I'm trying to solve the following question from a past SOA FM exam, but there are no posted solutions so I'm not sure if I'm headed in the right direction.
John deposits 10, 000 in a saving account which he assumes is paying 7% per annum interest effective. He has calculated that after 7 years he will be able to buy the hang glider he wants if its price inflates at a rate of 3% per annum effective. In fact the hang glider’s price inflates at only 1% per annum and the interest rate on the account is dropped to 5% per annum immediately after he makes the deposit. How many years does he have to wait for the hang glider?

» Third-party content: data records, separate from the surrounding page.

PR #197, opened 2026-04-20
feature: Bump camp to C++20, use C++20 concepts

johnbowen42:
This PR changes camp's CMake to require C++20, and modifies concepts.hpp to use C++20 concepts instead of camp's pre-C++20 concept interface, which generated SFINAE structs.


include/camp/concepts.hpp
```diff
@@ -172,112 +185,82 @@ namespace concepts
...
-                      convertible_to<bool>(val<U>() == val<T>()),
-                      convertible_to<bool>(val<T>() == val<U>()),
-                      convertible_to<bool>(val<U>() != val<T>()),
-                      convertible_to<bool>(val<T>() != val<U>())){};
-
-  template <typename T>
-  struct Comparable : ComparableTo<T, T> {
+  concept ComparableTo = requires (T lhs, U rhs) {
+        {lhs < val<T>()} -> std::convertible_to<bool>;
+        {lhs < val<U>()} -> std::convertible_to<bool>;
```
MrBurmark, line 198:
```suggestion
        {lhs < lhs} -> std::convertible_to<bool>;
        {lhs < rhs} -> std::convertible_to<bool>;
```

include/camp/concepts.hpp
```diff
@@ -172,112 +185,82 @@ namespace concepts
...
-  template <typename T>
-  struct Range
-      : DefineConcept(HasBeginEnd<T>(), Iterator<iterator_from<T>>()){};
+  concept Comparable = ComparableTo<T, T>;
+
+  DefineConceptBool(Arithmetic, std::is_arithmetic<T>())
+  DefineConceptBool(FloatingPoint, std::is_floating_point<T>())
+  DefineConceptBool(Integral, std::is_integral<T>())
+  DefineConceptBool(Signed, std::is_signed<T>())
+  DefineConceptBool(Unsigned, std::is_unsigned<T>())
```
MrBurmark, line 218: Should we use the std concept instead of the std type_trait?

include/camp/concepts.hpp
rhornung67: @MrBurmark the conditional in your suggested change at line 197 will never be true.

MrBurmark: But it will compile, which is what is required here.

include/camp/concepts.hpp
artv3: yes

include/camp/concepts.hpp
bechols97: There is a `std::totally_ordered_with<T, U>` concept from the std concepts header that seems to do similar checks as well. Would it make sense to use the std concepts version here as well?

johnbowen42: I think technically that would impose extra constraints vs what was here before, namely 
```
1) std::totally_ordered<T> is modeled only if, given lvalues a, b and c of type const std::remove_reference_t<T>:

    Exactly one of bool(a < b), bool(a > b) and bool(a == b) is true;
    If bool(a < b) and bool(b < c) are both true, then bool(a < c) is true;
    bool(a > b) == bool(b < a)
    bool(a >= b) == !bool(a < b)
    bool(a <= b) == !bool(b < a)
```
the semantic requirements here https://en.cppreference.com/cpp/concepts/totally_ordered have more detail

include/camp/concepts.hpp
johnbowen42: thanks for pointing this out

include/camp/concepts.hpp
MrBurmark: Ya, I think the totally_ordered concept has the same requirements in the actual requires clause, but has extra requirements that can't be tested with a requires clause as @johnbowen42 pointed out in its semantic requirements.

include/camp/concepts.hpp
```diff
@@ -172,112 +186,82 @@ namespace concepts
...
+        // Reference increment requirements
+        {arg_ref += increment} -> std::same_as<T&>;
+        {arg_ref -= increment} ->std::same_as<T&>;
+        // Value increment requirements
+        {arg + increment} -> std::same_as<T>;
+        {increment + arg} -> std::same_as<T>;
+        {arg - increment} -> std::same_as<T>;
+        // random access index operator
+        arg[increment];
+    };
```
MrBurmark: Are there not std concepts for these?

johnbowen42: there are but the most basic iterator requirements are a little more restrictive than ours https://en.cppreference.com/cpp/header/iterator

johnbowen42: I will look into this more and try to figure out if we can substitute them

MrBurmark: How about we leave a comment or make an issue of which std concepts are more restrictive than ours, then we can use ours for now and move to the std one later?

include/camp/concepts.hpp
```diff
@@ -67,14 +68,27 @@ namespace concepts
...
+concept CONCEPT_NAME = EXPAND_AND(__VA_ARGS__);
 
 #define DefineTypeTraitFromConcept(TTName, ConceptName)             \
-  template <typename... Args>                                       \
-  struct TTName : camp::concepts::requires_<ConceptName, Args...> { \
-  }
+  template<class T>                                                 \
+  struct TTName : std::bool_constant<ConceptName<T>> {};            \
+  template<class T>                                                 \
+  inline constexpr bool TTName##_v = is_iterator<T>::value;
```
artv3:
```suggestion
#define DefineTypeTraitFromConcept(TTName, ConceptName)   \
  template<class T>                                       \
  struct TTName : std::bool_constant<ConceptName<T>> {};  \
  template<class T>                                       \
  inline constexpr bool TTName##_v = TTName<T>::value;
```

With the way you have it defined doesn't it mean that every _v variable generated by the macro becomes tied to is_iterator<T>::value, regardless of the actual trait?

include/camp/concepts.hpp
```diff
@@ -172,112 +186,82 @@ namespace concepts
...
-      : DefineConcept(HasBeginEnd<T>(), Iterator<iterator_from<T>>()){};
-
-  template <typename T>
-  struct ForwardRange
-      : DefineConcept(HasBeginEnd<T>(), ForwardIterator<iterator_from<T>>()){};
+  concept Comparable = ComparableTo<T, T>;
+
+  DefineConceptFromSTL(FloatingPoint, std::floating_point<T>)
+  DefineConceptFromSTL(Integral, std::integral<T>)
+  DefineConceptFromSTL(Arithmetic, FloatingPoint<T> || Integral<T>)
```
artv3: I don't think Arithmetic falls from STL

include/camp/concepts.hpp
```diff
@@ -299,14 +283,18 @@ namespace type_traits
...
-  DefineTypeTraitFromConcept(is_comparable_to, camp::concepts::ComparableTo);
 
   DefineTypeTraitFromConcept(is_arithmetic, camp::concepts::Arithmetic);
   DefineTypeTraitFromConcept(is_floating_point, camp::concepts::FloatingPoint);
   DefineTypeTraitFromConcept(is_integral, camp::concepts::Integral);
   DefineTypeTraitFromConcept(is_signed, camp::concepts::Signed);
   DefineTypeTraitFromConcept(is_unsigned, camp::concepts::Unsigned);
 
+  template<class T>
+  struct is_comparable_to : std::bool_constant<camp::concepts::ComparableTo<T, T>> {};
```
artv3: This looks like a self comparison, not a `to` comparison`

include/camp/concepts.hpp
```diff
@@ -172,112 +186,82 @@ namespace concepts
...
-      : DefineConcept(HasBeginEnd<T>(), ForwardIterator<iterator_from<T>>()){};
+  concept Comparable = ComparableTo<T, T>;
+
+  DefineConceptFromSTL(FloatingPoint, std::floating_point<T>)
+  DefineConceptFromSTL(Integral, std::integral<T>)
+  DefineConceptFromSTL(Arithmetic, FloatingPoint<T> || Integral<T>)
+  DefineConceptFromSTL(Signed, std::signed_integral<T>)
+  DefineConceptFromSTL(Unsigned, std::unsigned_integral<T>)
+
+  DefineConceptBinary(Iterator, !Integral<T>, requires(T arg, T& arg_ref) {
```
artv3: Why not support Integral?

include/camp/concepts.hpp
```diff
@@ -172,112 +186,82 @@ namespace concepts
...
-      : DefineConcept(convertible_to<bool>(val<T>() <= val<T>())){};
-
-  template <typename T>
-  struct GreaterEqualComparable
-      : DefineConcept(convertible_to<bool>(val<T>() >= val<T>())){};
-
-  template <typename T>
-  struct EqualityComparable
-      : DefineConcept(convertible_to<bool>(val<T>() == val<T>())){};
+  DefineConceptRequires(Swappable, swap(arg, arg);)
```
artv3: Maybe use  std::swappable<T>  instead?

include/camp/concepts.hpp
```diff
@@ -172,112 +186,82 @@ namespace concepts
...
+        {arg - increment} -> std::same_as<T>;
+        // random access index operator
+        arg[increment];
+    };
 
   template <typename T>
-  struct BidirectionalRange
-      : DefineConcept(HasBeginEnd<T>(),
-                      BidirectionalIterator<iterator_from<T>>()){};
+  concept HasBeginEnd = requires(T arg) {
```
artv3: This looks similar to this: https://en.cppreference.com/cpp/ranges/range can that be used at some capacity?

include/camp/concepts.hpp
MrBurmark: integers aren't iterators

artv3: right so it seems unnecessary? I guess its there for explicitness?

johnbowen42:
note on this PR:  camp's CI is a little old and the existing images aren't compatible with C++20 compilers and headers.  I am currently updating and migrating camp to use radiuss-docker: https://github.com/llnl/radiuss-docker/pkgs/container/radiuss/versions.  I will address everybody's comments once I figure out CI stuff

include/camp/concepts.hpp
johnbowen42: I'll make a note of this: for example https://en.cppreference.com/cpp/iterator/weakly_incrementable is a concept which would be useful, but requires both pre and post increment

include/camp/concepts.hpp
trws: It can be useful to avoid implicit conversion from integral to pointer, which is an "iterator" as far as concepts are concerned.

include/camp/concepts.hpp
trws: That should work, just make sure there isn't an implicit requirement that the end return a sentinel.  I don't _think_ there is.  Also we should be using ranges begin/end _everywhere_ because it doesn't require the stupid "using" dance we have to do to get the default overloads scoped for those.

include/camp/concepts.hpp
artv3: ah interesting, thanks

include/camp/concepts.hpp
johnbowen42: I left comments explaining this--let me know if you think anything can be clearer

include/camp/concepts.hpp
johnbowen42: It looks like the `ranges::end` concept does require a sentinel.  Should we try to move towards using `std::ranges::begin` and `std:ranges::end` given this?

include/camp/concepts.hpp
johnbowen42: thanks Arturo, fixed

include/camp/concepts.hpp
```diff
@@ -67,14 +68,27 @@ namespace concepts
...
+template<typename T> \
+concept CONCEPT_NAME = requires(T arg) { expr };
+
+#define DefineConceptFromSTL(CONCEPT_NAME, stl_concept) \
+template<typename T> \
+concept CONCEPT_NAME = stl_concept;
+
+#define DefineConceptBinary(CONCEPT_NAME, expr1, expr2) \
+template<typename T> \
+concept CONCEPT_NAME = expr1 && expr2;
```
bechols97: nit: Since this is always using the logical and operator, should this have a more descriptive name?

include/camp/concepts.hpp
artv3: Just wanted to follow up here.

include/camp/concepts.hpp
artv3: yes can we try?

include/camp/concepts.hpp
johnbowen42: although `std::is_arithmetic` is a type traits, there is no `std::arithmetic` concept, just `std::floating_point`, `std::integral`, and signed/unsigned integral concepts. Should I just define our `Arithmetic` concept from the STL type_trait, so that its fully backwards compatible?

artv3 (approved):

bechols97 (approved):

P = Price of the hang glider
Under the old conditions of 7% per annum interest and inflation of 3% per annum effective:
$10,000 (1.07)^7 = P (1.03)^7$
$P = 13,056.47$
Under the new conditions of 5% per annum interest and inflation of 1% per annum effective, it'll take n years for John to save for the hand glider:
$10,000 (1.05)^n = 13,056.47 (1.01)^n$
$\left(\frac{1.05}{1.01}\right)^n = \left(\frac{13,056.47}{10,0000}\right)$
$n \times \ln\left(\frac{1.05}{1.01}\right) = \ln\left(\frac{13,056.47}{10,0000}\right)$
$n = 6.87$
So I get that it'll take over 6 years (which is one of the MPC answers). Any feedback? Thank you.
The answer as described by the OP is correct.
[Closing, but making community wiki so as not to take credit for another's answer.]